Another change that has occurred over the years is the music industry’s expansion from traditional record labels to include independent Internet production and distribution platforms. There is no need to wait for a record deal or music station to gain exposure. Artists big and small can directly and efficiently connect with the public by going directly to market through YouTube, Facebook, and SoundCloud. And the artist who develops a large fan base, even if still unknown on a national level, can then leverage that popularity into other moneymaking endeavors such as licensing, sponsorships, brand partnerships, live shows, touring, and festivals. Not only is the industry paying attention, but so are police and prosecutors.
To attract would-be allies to the cause of stopping the use of rap as evidence, it is tempting to frame the argument in terms of a slippery slope: people might not care about rap music or even like it, but they should still be worried because once we start limiting certain types of speech, we open the door to limiting other kinds of speech. An argument like this is tempting given the need to galvanize support among a diverse group of people, which can often be achieved by relying on their shared vulnerabilities.

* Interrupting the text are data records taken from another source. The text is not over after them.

PR #415, opened 2020-08-31
Revert "Fix blank preset bug (#412)"

milkdropper:
This reverts commit f8cea68105a858186c9ef0cd3c510505fbd7c753.

### DIFF
--- a/src/libprojectM/PipelineMerger.cpp
+++ b/src/libprojectM/PipelineMerger.cpp
@@ -5,14 +5,6 @@
 const double PipelineMerger::e(2.71828182845904523536);
 const double PipelineMerger::s(0.5);
 
-void PipelineMerger::ensureAlphaIsNotBlended(const Pipeline & a)
-{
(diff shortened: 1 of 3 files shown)


src/libprojectM/PipelineMerger.cpp
```diff
@@ -5,14 +5,6 @@
 const double PipelineMerger::e(2.71828182845904523536);
 const double PipelineMerger::s(0.5);
 
-void PipelineMerger::ensureAlphaIsNotBlended(const Pipeline & a)
-{
-	for ( std::vector<RenderItem*>::const_iterator pos = a.drawables.begin(); pos != a.drawables.end(); ++pos )
-	{
-		( *pos )->masterAlpha = 1.0;
```
revmischa, line 12: i don't really understand the error, so I don't know if a null ptr check here is sufficient or that's just hiding the real problem 
@psperl

PR #430, opened 2020-11-10
On linux with --enable-gles, the obtaining of the shader major and mi…

hibengler:
…nor version had a bug.

The old code assumed <major> '.' <minor> [' ' other stuff ]
But on Linux the string being parsed has other stuff at the beginning.
This would cause the atoi calls to raise an exception.

I solved it with inline C code that handles all cases.

### DIFF
--- a/src/libprojectM/Renderer/StaticGlShaders.cpp
+++ b/src/libprojectM/Renderer/StaticGlShaders.cpp
@@ -1,5 +1,7 @@
 #include "StaticGlShaders.h"
 #include "projectM-opengl.h"
+#include <cstring>
+
 
 namespace {
 // Variants of shaders for GLSL1.2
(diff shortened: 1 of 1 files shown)


hibengler:
Fixed a problem with linux desktop --enable-gles where an atoi caused a raised exception

src/libprojectM/Renderer/StaticGlShaders.cpp
```diff
@@ -770,16 +772,74 @@ StaticGlShaders::StaticGlShaders(bool use_gles) : use_gles_(use_gles) {
...
+    if (version_len) { // find the number
+      size_t position = 0; 
+      char *cstr = new char [version_len+1];
+
+      strcpy(cstr,glsl_version_string.c_str()); 
+      
+      /* scan the anything before the number */
+      while (position<version_len) {
+        char ch = cstr[position];
+	if ((ch >= '0') || (ch <= '9')) {
```
revmischa, line 802: I think this is always true?

hibengler: OOPS.
The || should be && here and two other places.

PR #431, opened 2020-11-11
 StaticGlShaders::QueryGlslVersionTry 2: --enable-gles 

hibengler:


hibengler:
If --enablke-gles is configured, on a linux desktop, the GL_SHADING_LANGUAGE_VERSION parameter is "OpenGL ES GLSL ES 3.10"

However, StaticGlShaders::QueryGlslVersion assumed that the string would be more like "[blah ]N.NN blah"
This was causing exceptions in the atoi calls to retrieve the major and minor numbers, just for GLES2

So I revamped the scanning code.


I had minor code issues, so revamped the code and walked through it with the debugger.

revmischa:
Sucks that https://www.khronos.org/opengl/wiki/Detecting_the_Shader_Model lies
Indentation looks very inconsistent

hibengler:
I agree.

PR #435, opened 2020-11-25
Use C locale for floats in HLSLParser

tatokis:
The HLSL parser uses locale-aware functions to parse the shaders, which results in errors parsing all shaders under certain locales.

For example, when a decimal point on a float is denoted by a `,` instead of a `.`.
This results in 
```
projectM/presets/presets_milkdrop_200/Geiss - Cosmic Dust 2 - cloud journey.milk(88) : Syntax error: expected ',' near '.'
Failed to parse HLSL(step2) Comp shader
```

This PR does something similar to https://github.com/projectM-visualizer/projectm/commit/dfd335f853b8711262647ecf67e16d8b790d9969 but for HLSLParser.

### DIFF
--- a/src/libprojectM/Renderer/hlslparser/src/Engine.cpp
+++ b/src/libprojectM/Renderer/hlslparser/src/Engine.cpp
@@ -3,8 +3,9 @@
 
 #include <stdio.h>  // vsnprintf
 #include <string.h> // strcmp, strcasecmp
-#include <stdlib.h>	// strtod, strtol
-
+#include <stdlib.h>	// strtol
+#include <locale>
+#include <sstream>
 
 namespace M4 {
 
@@ -40,7 +41,11 @@ int String_Printf(char * buffer, int size, const char * format, ...) {
 }
 
 int String_FormatFloat(char * buffer, int size, float value) {
-    return String_Printf(buffer, size, "%f", value);
+    std::ostringstream oss;
+    oss.imbue(std::locale("C"));
+    oss << value;
+
+    return String_Printf(buffer, size, "%s", oss.str().c_str());
 }
 
 bool String_Equal(const char * a, const char * b) {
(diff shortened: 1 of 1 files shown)


src/libprojectM/Renderer/hlslparser/src/Engine.cpp
```diff
@@ -59,8 +64,31 @@ bool String_EqualNoCase(const char * a, const char * b) {
 #endif
 }
 
+static inline double iss_strtod(const char * in, char ** end) {
+    double df;
+    std::istringstream iss(in);
+    iss.imbue(std::locale("C"));
+    iss >> df;
+    if(iss.fail()) {
+        *end = (char*)in;
```
afeinberg, line 73: consider using something other than (char *) -- static_cast<> is ideal, thgen dynamic_cast<> then, reinterpret_cast<> (equivalent to doing a C style cast.)

src/libprojectM/Renderer/hlslparser/src/Engine.cpp
```diff
@@ -59,8 +64,31 @@ bool String_EqualNoCase(const char * a, const char * b) {
 #endif
 }
 
+static inline double iss_strtod(const char * in, char ** end) {
```
afeinberg, line 67: Some third party libraries may already do this:

folly:::Conv https://github.com/facebook/folly/blob/master/folly/docs/Conv.md
boost::lexical_cast https://www.boost.org/doc/libs/1_42_0/libs/conversion/lexical_cast.htm

afeinberg, line 67: nit: let the compiler decide for itself if it wants to inline this or not: is my advice.

alternativelhy you can use an anonymous namespace instead of static

```namespace  {
// what would be a static before
} // anonymous namespace
```

tatokis: If I understand correctly, using either of those would bring in another dependency, which isn't really a good idea for only this specific thing. I'm also not sure if those libraries support getting the end of the float in the string, which is needed for the parser.
I may be wrong though as I am not familiar with either of those, and I only had a quick glance at the links.

Additionally, as mentioned, the rest of the code does the same thing, which is why I think it's the best course of action.
https://github.com/projectM-visualizer/projectm/blob/fd1d235a059714a3cdf1504d7ffe4ef4c286fe02/src/libprojectM/MilkdropPresetFactory/Parser.cpp#L1285-L1300

tatokis: Well, inline is a suggestion to the compiler. It doesn't force it to do anything. The static was there to make inlining it easier.
I do agree though. It was only done like that because it's used in that specific place.

If you think it's better, I can make it a normal function that's part of the class, private or public.

revmischa:
Good to merge?

revmischa:
Ok, thanks a lot for this improvement!

PR #436, opened 2020-11-26
Fix various warnings

tatokis:
This fixes almost all warnings in the codebase when compiling on Linux under gcc 9.3.

Only one I couldn't figure out, which is possibly a false compiler warning, is
```
qprojectm_mainwindow.cpp: In member function ‘void QProjectM_MainWindow::updateFilteredPlaylist(const QString&)’:
qprojectm_mainwindow.cpp:1258:68: warning: ‘activePresetId’ may be used uninitialized in this function [-Wmaybe-uninitialized]
 1258 |    if (activePresetId.hasValue() && data.id == activePresetId.value()) {
      |                                                ~~~~~~~~~~~~~~~~~~~~^~
```

It complains about `activePresetId` being uninitialized, however it's a class instance and the default constructor is called.
`activePresetId.value()` above won't be called if it's never been assigned (as `hasValue()` only returns true if `operator=` has been called).


revmischa:
Wow cool!

PR #443, opened 2025-07-18
fix(validator_store): Use database directly in validator store

### LINKED ISSUE #114: Align `database` and `validator_store`
Right now, the `validator_store` copies validator data from the database to put it in its expected format. We could populate that directly in the database to avoid this unnecessary duplication.

https://github.com/sigp/anchor/pull/109#discussion_r1923728726

dknopik:
## Issue Addressed

I noticed a fun bug: When in a single batch (for historic sync) or block (for live sync) a validator is removed and readded again, the validator store does not notice the change. This is bad, as the private key share likely has changed. So we continue signing stuff with the old partial share, while correct nodes sign with the new partial share. This causes signatures to be invalid when recombined. 

## Proposed Changes

First, I was tempted to fix this while maintaining the current structure, but I realized that iterating over the whole database every time and comparing it to everything in the validator store is quite nonsensical if we can use the database directly instead.

So this PR gets rid of the `DashMap`s in the validator store and reads needed info directly from the database state.

## Additional Info

This closes #114

Currently, I decrypt shares on demand and cache them. What do you think? We could also decrypt them as they are loaded from the DB during startup and as they come in during sync.


anchor/validator_store/src/lib.rs
```diff
@@ -78,6 +79,9 @@ use validator_store::{
 /// This acts as a maximum safe-guard against clock drift.
 const SLASHING_PROTECTION_HISTORY_EPOCHS: u64 = 512;
 
+const MAX_VALIDATORS_PER_OPERATOR: NonZeroUsize =
```
diegomrsantos, line 82: Why can't we use an integer?

anchor/validator_store/src/lib.rs
```diff
@@ -156,171 +153,53 @@ impl<T: SlotClock, E: EthSpec> AnchorValidatorStore<T, E> {
...
+            let validators: Vec<_> = watch_state
+                .borrow()
+                .shares()
+                .values()
+                .map(|share| share.validator_pubkey)
+                .collect::<Vec<_>>();
+
+            let count = validators.len() as i64;
+            validator_metrics::set_gauge(&validator_metrics::ENABLED_VALIDATORS_COUNT, count);
+            validator_metrics::set_gauge(&validator_metrics::TOTAL_VALIDATORS_COUNT, count);
```
diegomrsantos: Do we need both with the same value?

anchor/validator_store/src/lib.rs
dknopik: Because `lru_cache` wants a `NonZeroUsize`

anchor/validator_store/src/lib.rs
```diff
@@ -355,43 +236,70 @@ impl<T: SlotClock, E: EthSpec> AnchorValidatorStore<T, E> {
...
+                let decrypted_key_share =
+                    decrypt_key_share(operator_key, encrypted_private_key, validator.public_key)
+                        .map_err(|_| SpecificError::KeyShareDecryptionFailed)?;
+                self.decrypted_keys
+                    .lock()
+                    .push(encrypted_private_key, decrypted_key_share.clone());
+                Some(decrypted_key_share)
+            } else {
+                cached_share
+            }
```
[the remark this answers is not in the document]
dknopik: Hmm. Not quite correct. We get it only once - but then lock it again to set the value after computing it.

We could use `get_or_insert` instead - but that keeps the map locked during key decryption. This is unfortunate, because this prevents us from accessing the map while decrypting, so we do it separately to release the lock while decrypting.

anchor/validator_store/src/lib.rs
```diff
@@ -798,19 +748,23 @@ impl<T: SlotClock, E: EthSpec> ValidatorStore for AnchorValidatorStore<T, E> {
...
     }
 
     fn get_fee_recipient(&self, validator_pubkey: &PublicKeyBytes) -> Option<Address> {
-        self.validator(*validator_pubkey)
-            .ok()
-            .map(|v| v.cluster.fee_recipient)
+        self.database
+            .state()
+            .clusters()
+            .get_by(validator_pubkey)
```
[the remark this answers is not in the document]
dknopik: Nope, being able to lookup directly here is the reason why we have the multi index map

anchor/validator_store/src/lib.rs
```diff
@@ -831,49 +785,57 @@ impl<T: SlotClock, E: EthSpec> ValidatorStore for AnchorValidatorStore<T, E> {
...
                     if old_idx != index {
                         error!(
                             ?validator_pubkey,
                             db=?old_idx,
                             got=?index,
                             "Inconsistent validator index - database corrupt?"
                         );
-                        index_set.remove(&old_idx);
+                    }
+                } else if v.index.is_none() {
```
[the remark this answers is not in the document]
dknopik: oof, right

anchor/validator_store/src/lib.rs
dknopik: Hmm, if we want to support both of these metrics originating from LH, then yes. This has the advantage of supporting existing Lighthouse dashboards.

diegomrsantos: What is the value provided?

anchor/validator_store/src/lib.rs
```diff
@@ -88,16 +92,9 @@ const SYNC_SELECTION_PROOF_LOG_NAME: &str = "sync selection proof";
...
-    cluster: Cluster,
-    metadata: ValidatorMetadata,
-    decrypted_key_share: Option<SecretKey>,
-}
-
 pub struct AnchorValidatorStore<T: SlotClock + 'static, E: EthSpec> {
-    validators: DashMap<PublicKeyBytes, InitializedValidator>,
-    validators_per_committee: DashMap<CommitteeId, HashSet<ValidatorIndex>>,
+    database: Arc<NetworkDatabase>,
+    decrypted_keys: Mutex<LruCache<[u8; ENCRYPTED_KEY_LENGTH], SecretKey>>,
```
Zacholme7, line 97: any reason for `Mutex` over `parking_lot::RwLock`?

diegomrsantos:
I created this as an alternative. Let me know what you guys think https://github.com/sigp/anchor/pull/445

anchor/validator_store/src/lib.rs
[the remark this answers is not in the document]
diegomrsantos: > This is unfortunate, because this prevents us from accessing the map while decrypting, so we do it separately to release the lock while decrypting.

I believe it might be premature optimization, and it'd be better to focus on codebase maintainability if there's no evidence of a performance issue.

anchor/validator_store/src/lib.rs
dknopik: `RwLock` is nice for situations where we may only need a shared reference. Both times where we use `decrypted_keys`, we need a `&mut`, so I chose `Mutex`.

anchor/validator_store/src/lib.rs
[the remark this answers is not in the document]
dknopik: We are talking about like 5 more lines. I think premature optimization is a good argument against larger architectural restructuring before measuring where the issue, but this only affects this single code location.

I don't find above code to be unmaintainable.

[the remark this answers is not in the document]
diegomrsantos: I didn't say the code is unmaintainable.

IMO, premature optimization is about prioritizing code that is harder to understand, trying to make optimizations that aren't necessary.

anchor/validator_store/src/lib.rs
```diff
@@ -1535,9 +1511,13 @@ impl<T: SlotClock, E: EthSpec> ValidatorStore for AnchorValidatorStore<T, E> {
...
-        self.validator(*pubkey).ok().map(|v| ProposalData {
-            validator_index: v.metadata.index.map(|idx| *idx as u64),
-            fee_recipient: Some(v.cluster.fee_recipient),
+        let state = self.database.state();
+        state.metadata().get_by(pubkey).map(|v| ProposalData {
+            validator_index: v.index.map(|idx| *idx as u64),
+            fee_recipient: state
+                .clusters()
+                .get_by(&v.cluster_id)
+                .map(|v| v.fee_recipient),
```
diegomrsantos:
```rust
let state = self.database.state();
let metadata = state.metadata();
let maybe_validator = metadata.get_by(pubkey);

maybe_validator.map(|validator| {
    let validator_index = validator.index.map(|idx| idx as u64);
    let cluster = state.clusters().get_by(&validator.cluster_id);
    let fee_recipient = cluster.map(|c| c.fee_recipient);

    ProposalData {
        validator_index,
        fee_recipient,
        gas_limit: self.gas_limit,
        builder_proposals: self.builder_proposals,
    }
})
```

anchor/validator_store/src/lib.rs
```diff
@@ -156,171 +153,61 @@ impl<T: SlotClock, E: EthSpec> AnchorValidatorStore<T, E> {
...
+        let state = self.database.state();
+        let validator = state
+            .metadata()
+            .get_by(&validator_pubkey)
+            .ok_or(Error::UnknownPubkey(validator_pubkey))?
+            .clone();
+        let cluster = state
+            .clusters()
+            .get_by(&validator.cluster_id)
+            .ok_or(SpecificError::InconsistentDatabase)?
```
diegomrsantos: Not sure about this error and how useful it'd be without more info. Should we panic?

anchor/validator_store/src/lib.rs
```diff
@@ -332,21 +219,23 @@ impl<T: SlotClock, E: EthSpec> AnchorValidatorStore<T, E> {
...
         slot: Slot,
     ) -> Result<Signature, Error> {
-        let committee_id = validator.cluster.committee_id();
+        let committee_id = cluster.committee_id();
         let metadata = SignatureMetadata {
             kind: signature_kind,
             role,
-            threshold: validator
-                .cluster
+            threshold: cluster
```
diegomrsantos, line 213: Do we have a function somewhere to calculate this?

dknopik: I don't think so

anchor/validator_store/src/lib.rs
dknopik: The database might still be fine for other validators, so I don't think we should panic here.

We can add context for the user here, but I am not sure how helpful it would be.

anchor/validator_store/src/lib.rs
dknopik: Good idea! I pushed another idea which is even flatter.

anchor/validator_store/src/lib.rs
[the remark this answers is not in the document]
dknopik: Done

anchor/validator_store/src/lib.rs
diegomrsantos: But would the user want to continue running the system in this state?

anchor/validator_store/src/lib.rs
diegomrsantos: Much better, thanks!

anchor/validator_store/src/lib.rs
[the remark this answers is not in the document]
dknopik: That would be a premature optimization.

anchor/validator_store/src/lib.rs
dknopik: I'd argue yes. The user wants maximum uptime, and slashing protection is a separate mechanism, so continuing (in the hope of the situation fixing itself or being able to continue with other validators) seem reasonable to me.

diegomrsantos: Is this related to slashing protection?

anchor/validator_store/src/lib.rs
```diff
@@ -355,43 +259,63 @@ impl<T: SlotClock, E: EthSpec> AnchorValidatorStore<T, E> {
...
+            (num_signatures_to_collect, encrypted_private_key)
+        };
+
+        let decrypted_key_share = if let Some(operator_key) = &self.private_key {
+            let key = self
+                .decrypted_keys
+                .lock()
+                .try_get_or_insert(encrypted_private_key, || {
+                    decrypt_key_share(operator_key, encrypted_private_key, validator.public_key)
+                        .map_err(|_| SpecificError::KeyShareDecryptionFailed)
```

Rap on trial is not a First Amendment issue with racial implications, it’s a racial issue with First Amendment implications.
The problem is that over the last thirty years, even as the use of rap as evidence has exploded, we have seen absolutely no creep into other art forms. In other words, if you try to scare people into worrying that country music, with its own history of violent lyrics and violent artists, may soon be targeted the way rap is, they will tell you that’s absurd, and they would be right. The same goes for horror movies or crime novels. The reason should be obvious. Those are primarily white forms of entertainment, which means they are more or less immune to the kind of judicial attacks that rap music, and the people who create it, endure routinely.
Therefore, a successful call to arms must by necessity be an accurate one: rap on trial is not a First Amendment issue with racial implications, it’s a racial issue with First Amendment implications. That’s not just a semantic distinction. We see rap on trial as both a window into the broader racial inequalities that play out in our criminal legal system and a casualty of those inequalities. We don’t want to minimize the importance of free expression or the need to protect it; we just want to be clear that we believe rap is being used to punish the people of color who produce it. In our view, meaningful change will come only if we first acknowledge this basic reality.